Health care providers, drug and medical-device manufacturers and others doing business with the federal government face a doubling of penalties on Aug. 1 if they violate the False Claims Act—the government’s chief and most lucrative fraud-fighting tool.
The U.S. Department of Justice, in a July 1 interim final rule, increased the law’s minimum penalty from $5,500 to $10,781 per claim, and the maximum from $11,000 to $21,563 per claim, plus the act’s trebling of actual damages.
“These types of penalties easily can add up, particularly in the health care context where you may have lots of claims but the actual damages may be small,” said Matthew Turetzky of Sheppard, Mullin, Richter & Hampton. Turetzky predicted “plenty of cases where you will see substantial penalties.”
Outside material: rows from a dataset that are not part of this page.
PR #1398, opened 2022-12-22
[DR-2833] Introduce new endpoints for retrieving snapshot, dataset summaries

okotsopoulos:
https://broadworkbench.atlassian.net/browse/DR-2833

**Data Catalog use case**

Data Catalog needs to be able to view an individual snapshot's PHS ID, which is derived from its root dataset and available in the `SnapshotSummary` objects returned in snapshot enumeration.  A summary object will be returned to a user in enumeration if they hold any action at all on the resource, but the user can only retrieve the individual snapshot if they can `read_data` (this blocks snapshot `admin`s and `discoverer`s from snapshot retrieval).

**First attempt**

Originally we thought that we might allow discoverers to `retrieveSnapshot` with a permitted list of `includes` fields.  Closed PR: https://github.com/DataBiosphere/jade-data-repo/pull/1392

This didn't meet Data Catalog's needs, though: while a snapshot’s PHS ID is a top-level field in its summary, it is buried within `source[0].dataset.phsId` in the snapshot.  Because a snapshot’s full `source` is not considered retrievable by discoverers, it seemed messy to slice and dice what was returned.

**General premise behind this PR**

If a user is able to list a resource's summary in an enumeration, they should be able to view that summary individually.

**Changes**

Turetzky, who practices government contracts, investigations and international trade, gave as an example a hospital that falsely certifies that it is giving the best possible price on a drug. The price certified is $2 but the going price is $1.98.
“If you take those 2 cents per treatment and they sold 10,000, actual damages are $200, and even if trebled under the act, you get to $600,” he said. “But if you’re talking about 10,000 claims at $10,000 per claim, now you’re into the millions of dollars even though the government was cheated of $600.”
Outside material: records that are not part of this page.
PR #1399, opened 2023-01-13
DR-2209 Azure Snapshot by Query

snf2ye:
### Background
The logic for snapshot by query is very similar to snapshot by asset. The user must designate two items on snapshot by query create: Asset and query.
1. The asset defines:
- which tables and columns to include in the snapshot 
- the root table
- which relationships to use between the included tables
2. The query defines which rows to include from the root table. 
Azure Snapshot By Asset (4)

## Included Changes
- **Creation of CreateSnapshotPrimaryDataQueryInterface**  - This allows sharing of logic between the GCP and Azure step for parsing the incoming query. [Note for potential breaking change] I tried to clean up some of the code associated with the existing GCP code, so it is possible that Snapshot by Query for GCP was impacted by these changes. 
- **Creation of SynapseVisitor** - We can reuse most of the ANTLR setup originally used for parsing the query for BigQuery. By specifying the SynapseVisitor, we can define the syntax specific to synapse. 
- **Added AzureSynapsePdao.createSnapshotParquetFilesByQuery()** - This first creates the parquet file for the root table using already-formatted query. Then, it creates a parquet file for each additional table included by the asset
- **Took steps to clarify and better share code across Azure Snapshot creation steps** - This included two major changes: (1) Reworking CreateSnapshotParquetFilesAzureStep so that each snapshot type implements their own doStep, but they share undoStep logic. (2) Creation of new step CreateSnapshotCreateRowIdParquetFileStep to encompass logic shared by all snapshot types. 
- **Added Tests** - All of the test prove that we can create the same snapshot with both Snapshot by Asset and by Query, where we're specifying rootValues for by Asset and a query for by Query.

## Notes:
- Apologies on the commits - Two complicating factors made it hard to have meaningful commits: (1) This PR is based on the snapshot by asset PR and (2) Resolving Merge conflicts with the DRS PR was a bit complicated, so I wanted to do it in one go, rather than rebase.


src/main/java/bio/terra/service/snapshot/flight/create/CreateSnapshotValidateQueryStep.java
```diff
@@ -49,11 +49,6 @@ public StepResult doStep(FlightContext context) {
           StepStatus.STEP_RESULT_FAILURE_FATAL, new MismatchedValueException(message));
     }
 
-    if (datasetNames.size() > 1) {
-      String message = String.format("Snapshots can currently only be associated with one dataset");
-      return new StepResult(
-          StepStatus.STEP_RESULT_FAILURE_FATAL, new MismatchedValueException(message));
-    }
```
snf2ye, line 56: Note for code reviewers: As far as I can tell, this is exactly duplicated with the if statement on lines 46-50.

src/main/java/bio/terra/service/snapshot/flight/create/SnapshotCreateFlight.java
```diff
@@ -125,6 +126,12 @@ public SnapshotCreateFlight(FlightMap inputParameters, Object applicationContext
       addStep(
           new CreateSnapshotCreateAzureStorageAccountStep(
               resourceService, sourceDataset, snapshotReq));
+      addStep(
+          new CreateSnapshotSourceDatasetDataSourceAzureStep(
+              azureSynapsePdao, azureBlobStorePdao, userReq));
+      addStep(
+          new CreateSnapshotTargetDataSourceAzureStep(
+              azureSynapsePdao, azureBlobStorePdao, userReq));
     }
```
snf2ye, line 137: Note for code reviewers: Pulling these steps out of the switch statement since they're shared by all of the types of snapshots.

src/main/java/bio/terra/service/snapshot/flight/create/CreateSnapshotPrimaryDataQueryUtils.java
```diff
@@ -0,0 +1,46 @@
...
+import bio.terra.service.dataset.AssetSpecification;
+import bio.terra.service.dataset.Dataset;
+import bio.terra.service.dataset.DatasetService;
+import bio.terra.service.snapshot.exception.AssetNotFoundException;
+import java.util.List;
+import org.springframework.beans.factory.annotation.Autowired;
+import org.springframework.stereotype.Component;
+
+@Component
+public class CreateSnapshotPrimaryDataQueryUtils {
```
snf2ye: Note for code reviewers: I struggled a bit with where to put the code that is shared between the GCP and Azure versions of snapshot by query. As far as I could tell, there wasn't a good way to use an inherited class because we're already inheriting CreateSnapshotParquetFilesAzureStep for the azure step. So, I settled with a utils method.

snf2ye (commented):
A few notes for reviewers

src/main/java/bio/terra/grammar/Query.java
```diff
@@ -36,6 +36,12 @@ public List<String> getDatasetNames() {
     ParseTreeWalker.DEFAULT.walk(listener, queryStatement);
     return listener.getDatasetNames();
   }
+  // We currently make the assumption that there is only one dataset
```
nmalfroy: I don't know that we'll ever want more than one dataset, but who knows!

src/main/java/bio/terra/grammar/azure/SynapseVisitor.java
```diff
@@ -0,0 +1,45 @@
...
+    int hash = Math.abs(tableNameHash * PRIME);
+    return "alias" + hash;
+  }
+
+  @Override
+  public String visitTable_expr(SQLParser.Table_exprContext ctx) {
+    String tableName = getNameFromContext(ctx.table_name());
+    String alias = generateAlias(tableName);
+    return String.format(
+        "OPENROWSET(%n"
```
nmalfroy: Might be a tough easier to read with a multiline string.  Also, I think you can make it a little shorter now with java17 and just do something like:
```
"""
OPENROWSET(
    BULK 'parquet/%s/*/*.parquet',
    DATA_SOURCE = '%s',
    FORMAT = 'parquet') AS %s
""".formatted(tableName, sourceDatasetDatasource, alias)
```

src/main/java/bio/terra/service/snapshot/flight/create/CreateSnapshotPrimaryDataQueryUtils.java
nmalfroy: Yeah, I think that makes sense.  I suppose you could have used an interface as well

src/test/java/bio/terra/common/SynapseUtils.java
```diff
@@ -243,14 +243,14 @@ public void synapseTestCleanup() {
...
       logger.warn("[Cleanup exception] Unable to drop scoped credentials", ex.getMessage());
     }
-    for (String storageAccountId : storageAccountIds) {
-      try {
-        client.storageAccounts().deleteById(storageAccountId);
-      } catch (Exception ex) {
-        logger.warn("[Cleanup exception] Unable to delete storage account", ex.getMessage());
-      }
+    try {
+      storageAccountIds.forEach(
```
nmalfroy: I wonder if we should move the try catch inside of the loop that way even if on SA fails to delete, others will get cleared out

src/test/java/bio/terra/integration/AzureIntegrationTest.java
```diff
@@ -161,23 +160,21 @@ public void setup() throws Exception {
...
-    }
-    if (snapshotByRowId != null) {
-      dataRepoFixtures.deleteSnapshot(steward, snapshotByRowId);
-      snapshotId = null;
-    }
-    if (snapshotByAssetId != null) {
-      dataRepoFixtures.deleteSnapshot(steward, snapshotByAssetId);
-      snapshotId = null;
-    }
+    snapshotIds.forEach(
```
nmalfroy, line 169: Would it make sense to just call `clearEnvironment` here?

nmalfroy (approved):
Looks great!  I think there are a couple of things I commented on but once those are addressed, I think it's good to go

src/main/java/bio/terra/grammar/Query.java
snf2ye: I just pulled this comment them from the original [BQ implementation](https://github.com/DataBiosphere/jade-data-repo/pull/1399/files#diff-8c3c135081383ed5933d45786a7fba37e5a85d405d1dad21d544d07e9f34eaaaL69). I can get rid of if you don't think they're helpful anymore!

src/test/java/bio/terra/common/SynapseUtils.java
snf2ye: Great point - thanks for catching that.

src/test/java/bio/terra/integration/AzureIntegrationTest.java
snf2ye: I haven't wired up the azure integration test to use the synapseUtils methods. I think I would actually need to write up something different since synapseUtils is for our connected tests.

src/main/java/bio/terra/service/snapshot/flight/create/CreateSnapshotPrimaryDataQueryUtils.java
snf2ye: I tried going down the interface route, but I ran into issues there, too (Unfortunately, I can't remember exactly what). 

But, looking at the broader picture, for interfaces, you're really just defining the methods you want to be implemented. For these utils methods, I want to share a few methods between the GCP & Azure steps so that I don't have to re-implement them. It's really better suited for `extends class`.  Do you agree? Is there some way to do an interface that works in this situation?

src/main/java/bio/terra/grammar/azure/SynapseVisitor.java
snf2ye: Good point!

src/main/java/bio/terra/service/snapshot/flight/create/CreateSnapshotPrimaryDataQueryUtils.java
nmalfroy: I think you could do something with a `default` method?  We can talk at standup

snf2ye: Ah, okay, I see now! I'm working on this approach.

src/main/java/bio/terra/grammar/Query.java
okotsopoulos: +1 that it's been a bit confusing, there are comments in our codebase which indicate that we will likely / possibly pursue >1 source datasets in the future, but over time we've shifted towards likely not pursing this.  For one, multiple source datasets would introduce ambiguity around billing.  I'd be happy to see this comment removed or reworded to "This would change if more than 1 dataset is allowed".

src/main/java/bio/terra/service/snapshot/flight/create/CreateSnapshotPrimaryDataQueryGcpStep.java
```diff
@@ -0,0 +1,92 @@
...
+import bio.terra.stairway.StepResult;
+import bio.terra.stairway.StepStatus;
+import java.sql.SQLException;
+import java.time.Instant;
+import java.util.Collections;
+import java.util.HashMap;
+import java.util.Map;
+
+public class CreateSnapshotPrimaryDataQueryGcpStep
+    implements CreateSnapshotPrimaryDataQueryStep, Step {
```
okotsopoulos: Is `CreateSnapshotPrimaryDataQueryStep` itself not a `Step` as a consequence of not moving it to an interface?  If so, what would you think about renaming it to disambiguate?

src/main/java/bio/terra/service/snapshot/flight/create/CreateSnapshotPrimaryDataQueryAzureStep.java
```diff
@@ -0,0 +1,87 @@
...
+
+  @Override
+  public Map<String, Long> createSnapshotParquetFiles(
+      List<SnapshotTable> tables, UUID snapshotId, FlightContext context)
+      throws SQLException, InterruptedException {
+    sourceDatasetDataSourceName = IngestUtils.getSourceDatasetDataSourceName(context.getFlightId());
+    targetDataSourceName = IngestUtils.getTargetDataSourceName(context.getFlightId());
+    Snapshot snapshot = snapshotDao.retrieveSnapshotByName(snapshotReq.getName());
+    return prepareQueryAndCreateSnapshot(context, snapshot, snapshotReq, datasetService);
+  }
```
snf2ye: Sorry for the churn - I'm realizing I need to re-work this method that was originally intended to inherit from CreateSnapshotParquetFilesAzureStep.

src/main/java/bio/terra/service/snapshot/flight/create/CreateSnapshotParquetFilesAzureInterface.java
```diff
@@ -19,59 +17,43 @@
...
 import java.util.stream.Collectors;
 
-public class CreateSnapshotParquetFilesAzureStep implements Step {
+public interface CreateSnapshotParquetFilesAzureInterface {
+  default StepResult createSnapshotParquetFiles(
+      FlightContext context, AzureSynapsePdao azureSynapsePdao, SnapshotService snapshotService)
+      throws InterruptedException {
+    try {
+      Map<String, Long> tableRowCounts = createSnapshotPrimaryDataParquetFiles(context);
+      createRowIdsAndStoreRowCount(context, azureSynapsePdao, snapshotService, tableRowCounts);
```
snf2ye: Idea: There are really two main steps within this step. We really could pull this into two separate steps and the createRowIdsAndStoreRowCount would be shared between all azure snapshots. And then we could consider getting rid of this interface.

okotsopoulos: I like this idea! Having more granular steps that do fewer things better aligns with Stairway recommendations.

src/main/java/bio/terra/service/snapshot/flight/create/CreateSnapshotPrimaryDataQueryGcpStep.java
snf2ye: I like that idea - I've renamed to identify it as an "interface"

src/main/java/bio/terra/service/snapshot/flight/create/CreateSnapshotByFullViewParquetFilesAzureStep.java
```diff
@@ -40,48 +38,25 @@ public StepResult doStep(FlightContext context) throws InterruptedException {
...
-    List<SnapshotTable> tables = snapshotService.retrieveTables(snapshotId);
-
-    azureSynapsePdao.dropTables(
-        tables.stream()
-            .map(table -> IngestUtils.formatSnapshotTableName(snapshotId, table.getName()))
-            .collect(Collectors.toList()));
-    azureSynapsePdao.dropTables(
-        List.of(IngestUtils.formatSnapshotTableName(snapshotId, PDAO_ROW_ID_TABLE)));
+    undoCreateSnapshotParquetFiles(context, snapshotService, azureSynapsePdao);
     return StepResult.getStepResultSuccess();
```
snf2ye: TODO - go back to having all other snapshot steps extending from this method so that we can re-use this undo step logic. It doesn't make sense to use the interface for the scenario.

snf2ye: Done - Now all Azure parquet file steps extend from CreateSnapshotParquetFilesAzureStep so it shared the Undo step. I've changed the name back from "...Interface" to "...Step" since it now implements `Step` again.

src/main/java/bio/terra/service/snapshot/flight/create/CreateSnapshotPrimaryDataQueryStep.java
```diff
@@ -1,112 +0,0 @@
...
-    this.bigQuerySnapshotPdao = bigQuerySnapshotPdao;
-    this.datasetService = datasetService;
-    this.snapshotService = snapshotService;
-    this.snapshotDao = snapshotDao;
-    this.snapshotReq = snapshotReq;
-    this.userRequest = userRequest;
-  }
-
-  @Override
-  public StepResult doStep(FlightContext context) throws InterruptedException {
```
snf2ye, line 53: Note: This is the original GCP step that we're now sharing the logic between GCP & Azure.

src/main/java/bio/terra/service/snapshot/flight/create/CreateSnapshotPrimaryDataQueryStep.java
```diff
@@ -1,112 +0,0 @@
...
-      throw new InvalidQueryException(
-          "The root table of the selected asset is not present in this query");
-    }
-
-    // now using the query, get the rowIds
-    // insert the rowIds into the snapshot row ids table and then kick off the rest of the
-    // relationship walking
-    Instant createdAt = CommonFlightUtils.getCreatedAt(context);
-
-    bigQuerySnapshotPdao.queryForRowIds(assetSpec, snapshot, sqlQuery, createdAt);
```
snf2ye, line 103: Note: This "createdAt" concept is something that is not yet implemented for Azure. I believe this is in place to handle the case that we're creating a snapshot at the same time we're performing an ingest. I would have to think through it a bit more, but I actually think that this scenario wouldn't break things for Azure. Since we're creating the parquet files in one transaction with synapse, that parquet file becomes the source of truth for the rest of the snapshot creation process. We're not creating staging tables or anything like that.

src/main/java/bio/terra/service/filedata/azure/AzureSynapsePdao.java
```diff
@@ -552,6 +555,75 @@ public void createSnapshotRowIdsParquetFile(
...
+    Map<String, Long> tableRowCounts = new HashMap<>();
+
+    // First handle root table
+    AssetTable rootTable = assetSpec.getRootTable();
+    String rootTableName = rootTable.getTable().getName();
+
+    // Get columns to include for root table
+    List<SynapseColumn> columns =
+        rootTable.getColumns().stream()
+            .map(c -> c.getDatasetColumn())
```
okotsopoulos: If you preferred, you could rewrite this line as `.map(AssetColumn::getDatasetColumn)`.

src/main/java/bio/terra/service/snapshot/flight/create/CreateSnapshotByFullViewParquetFilesAzureStep.java
```diff
@@ -0,0 +1,52 @@
...
+
+    List<SnapshotTable> tables = snapshotService.retrieveTables(snapshotId);
+    try {
+      Map<String, Long> tableRowCounts =
+          azureSynapsePdao.createSnapshotParquetFiles(
+              tables,
+              snapshotId,
+              IngestUtils.getSourceDatasetDataSourceName(context.getFlightId()),
+              IngestUtils.getTargetDataSourceName(context.getFlightId()),
+              null,
```
okotsopoulos: I see that this parameter is `datasetFlightId` and was added as part of @nmalfroy 's work on global DRS aliases.  Should it be null here, or pulled from something else?  (This is maybe more of a question for Muscles :) )

okotsopoulos (approved):
This looks good to me! I think all the investment you made into code reorganization and reuse was worth it :)

Observing your work has given me a lot to think about moving forward.  I'll be keeping an eye out for opportunities for more abstraction in my work, especially as we support operations like snapshot creation, data ingest, etc. which can have critical differences in implementation while also sharing similarities.

src/main/java/bio/terra/service/filedata/azure/AzureSynapsePdao.java
```diff
@@ -552,6 +555,75 @@ public void createSnapshotRowIdsParquetFile(
...
+            .collect(Collectors.toList())
+            .stream()
+            .map(Column::toSynapseColumn)
+            .collect(Collectors.toList());
```
nmalfroy: FWIW, I think since the java upgrade we've tended towards using `.toList()`

src/main/java/bio/terra/service/snapshot/flight/create/CreateSnapshotByFullViewParquetFilesAzureStep.java
nmalfroy: Wait, I didn't add it with the PR (the comma is what gives me the git blame :) )
That parameter's been there since the beginning

src/main/java/bio/terra/service/snapshot/flight/create/CreateSnapshotPrimaryDataQueryInterface.java
```diff
@@ -0,0 +1,70 @@
...
+import bio.terra.service.dataset.DatasetService;
+import bio.terra.service.snapshot.Snapshot;
+import bio.terra.service.snapshot.exception.AssetNotFoundException;
+import bio.terra.stairway.FlightContext;
+import bio.terra.stairway.StepResult;
+import java.time.Instant;
+import java.util.List;
+import org.springframework.stereotype.Component;
+
+@Component
```
nmalfroy: interesting...I'm surprised that you needed the `@Component` annotation

nmalfroy (approved):
looks great!  Thanks for making the changes we talked about!

src/main/java/bio/terra/service/snapshot/flight/create/CreateSnapshotByFullViewParquetFilesAzureStep.java
okotsopoulos: Oh, whoops!  In that case I am even less sure as to why we'd need a `datasetFlightId` when creating a snapshot…

src/main/java/bio/terra/service/filedata/azure/AzureSynapsePdao.java
okotsopoulos: Actually, zooming out a bit has made me realize that we can eliminate intermediate conversions to / from streams.  This could be one way:

```
    List<SynapseColumn> columns =
        rootTable.getColumns().stream()
            .map(c -> Column.toSynapseColumn(c.getDatasetColumn()))
            .toList();
```

snf2ye: Good point! Taking another look at this, it turns out I already had a helper method on AssetTable to get the synapse columns. Let me know what you think of [these changes](https://github.com/DataBiosphere/jade-data-repo/pull/1399/commits/671efea339cc0463bf90b7ccf39bac51cd9fc4de).

src/main/java/bio/terra/service/snapshot/flight/create/CreateSnapshotPrimaryDataQueryInterface.java
snf2ye: Oh, good catch, I don't think I need it. Removed.

src/main/java/bio/terra/service/snapshot/flight/create/CreateSnapshotByFullViewParquetFilesAzureStep.java
snf2ye: Oh yeah, thanks for pointing this out, @okotsopoulos. I believe this was used in one of the first iterations, and then was just getting used by tests. But, I think I can remove it now. ([see changes here](https://github.com/DataBiosphere/jade-data-repo/pull/1399/commits/d47f1a3e2ab2aaa8c2d8c01cb002a2b3fedd6483))

okotsopoulos: Awesome, thanks for cleaning that up!

src/main/java/bio/terra/service/filedata/azure/AzureSynapsePdao.java
okotsopoulos: Nice! Even as I made this suggestion, I thought the code looked familiar from a prior PR, I remember Phil made a similar suggestion on stream consolidation.

src/main/java/bio/terra/grammar/azure/SynapseVisitor.java
```diff
@@ -0,0 +1,46 @@
...
+    super(datasetMap);
+    this.sourceDatasetDatasource = sourceDatasetDatasource;
+  }
+
+  public String generateAlias(String tableName) {
+    int tableNameHash = tableName.hashCode();
+    // there's less of a chance of collision if we multiply the first value by an odd prime before
+    // we sum them
+    int hash = Math.abs(tableNameHash * PRIME);
+    return "alias" + hash;
```
pshapiro4broad: I don't see any summing here. But if you want to do this, it's the same as
```suggestion
    return "alias" + Objects.hash(tableName);
```

src/main/java/bio/terra/service/filedata/azure/AzureSynapsePdao.java
```diff
@@ -552,6 +551,67 @@ public void createSnapshotRowIdsParquetFile(
     executeSynapseQuery(sqlCreateRowIdTable.render());
   }
 
+  public Map<String, Long> createSnapshotParquetFilesByQuery(
+      AssetSpecification assetSpec,
+      UUID snapshotId,
+      String datasetDataSourceName,
+      String snapshotDataSourceName,
+      String translatedQuery,
+      Boolean isGlobalFieldIds)
```
pshapiro4broad: If this field was `null`, it would trigger an NPE when `generateSnapshotParquetCreateQuery()` is called. So it should be declared `boolean` instead of `Boolean` here and everywhere else in this class.
```suggestion
      boolean isGlobalFieldIds)
```

src/main/java/bio/terra/service/snapshot/SnapshotTable.java
```diff
@@ -38,6 +39,13 @@ public List<Column> getColumns() {
     return columns;
   }
 
+  /**
+   * @return Columns formatted for use with Azure Synapse
+   */
+  public List<SynapseColumn> getSynapseColumns() {
+    return columns.stream().map(Column::toSynapseColumn).toList();
+  }
```
pshapiro4broad: This is the same as the code in `DatasetTable`. Could it be moved to the interface `Table` to avoid the code duplication?

src/main/java/bio/terra/grammar/azure/SynapseVisitor.java
snf2ye: Apologies, that comment was left over from the BigQuery version of this code. I've updated this in both places.
I think I still need the absolute value call if I don't want to potentially be negative, right? Synapse does not allow table names with dashes.

src/main/java/bio/terra/service/filedata/azure/AzureSynapsePdao.java
```diff
@@ -552,6 +551,67 @@ public void createSnapshotRowIdsParquetFile(
...
+        generateSnapshotParquetCreateQuery(
+            sqlCreateSnapshotTableTemplate,
+            IngestUtils.getSourceDatasetParquetFilePath(rootTable.getTable().getName()),
+            rootTable.getTable().getName(),
+            snapshotId,
+            IngestUtils.getSnapshotSliceParquetFilePath(snapshotId, rootTableName, "root"),
+            datasetDataSourceName,
+            snapshotDataSourceName,
+            rootTable.getSynapseColumns(),
+            isGlobalFieldIds);
```
pshapiro4broad, line 579: This appears to duplicate the code in `createSnapshotParquetFilesByAsset()`, if so, is there a way to share the code instead?

src/main/java/bio/terra/service/snapshot/SnapshotTable.java
snf2ye: Oh good point - I'll move.

src/main/java/bio/terra/service/filedata/azure/AzureSynapsePdao.java
```diff
@@ -552,6 +551,67 @@ public void createSnapshotRowIdsParquetFile(
...
+
+    queryTemplate.add("query", translatedQuery);
+    int rows;
+    try {
+      rows = executeSynapseQuery(queryTemplate.render());
+    } catch (DataAccessException ex) {
+      throw new PdaoException(
```
pshapiro4broad, line 586: This catches and rethrows `DataAccessException` but not `SQLException`. The caller in `CreateSnapshotByQueryParquetFilesAzureStep.createSnapshotPrimaryData()` catches `SQLException` but not `PdaoException`. It looks like if this exception occurs, it will result in an uncaught step exception. Is this correct? I would expect this to catch `SQLException` and rethrow as a `PdaoException`, and have the step catch `PdaoException`.

src/main/java/bio/terra/service/filedata/azure/AzureSynapsePdao.java
snf2ye: I don't think there is a good way to do this.
L 562-566 creates items that are used elsewhere in this method, so we need them defined even if we pulled them into a shared method.
L568 is unique to the snapshot create type
So, that leaves us with L569, which is already a call to shared code.

src/main/java/bio/terra/service/filedata/azure/AzureSynapsePdao.java
snf2ye: I think we want to handle the DataAccessException separately because that is in place to handle the case that the source for the query is empty and provide a meaningful exception to the user. 
Given your suggestion, I've added PdaoException to the catch/throw clauses of the steps.

src/main/java/bio/terra/grammar/azure/SynapseVisitor.java
pshapiro4broad: I think you're right, Java doesn't require that hashcode be non-negative so `abs` is still required.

The Justice Department issued its interim rule as its “catch-up adjustment” under the Federal Civil Penalties Inflation Adjustment Act Improvements Act of 2015. The act requires federal agencies to adjust the level of civil monetary penalties with an initial “catch-up” adjustment through an interim final rulemaking, and to make subsequent annual adjustments for inflation. Adjustments previously were made every four years.
The act defines a civil monetary penalty as any monetary assessment levied for a violation of a federal civil statute or regulation, assessed or enforceable through a civil action in federal court or an administrative proceeding.
Although the department’s rule is effective Aug. 1, it is taking public comments until Aug. 29.
Turetzky expects the department to be “inundated” with industry comments. Agencies regularly acknowledge comments in a final rule and have some response to them. “So even if the rule doesn’t change, folks will see the agency’s rationale for why it’s doing what it has done,” he said.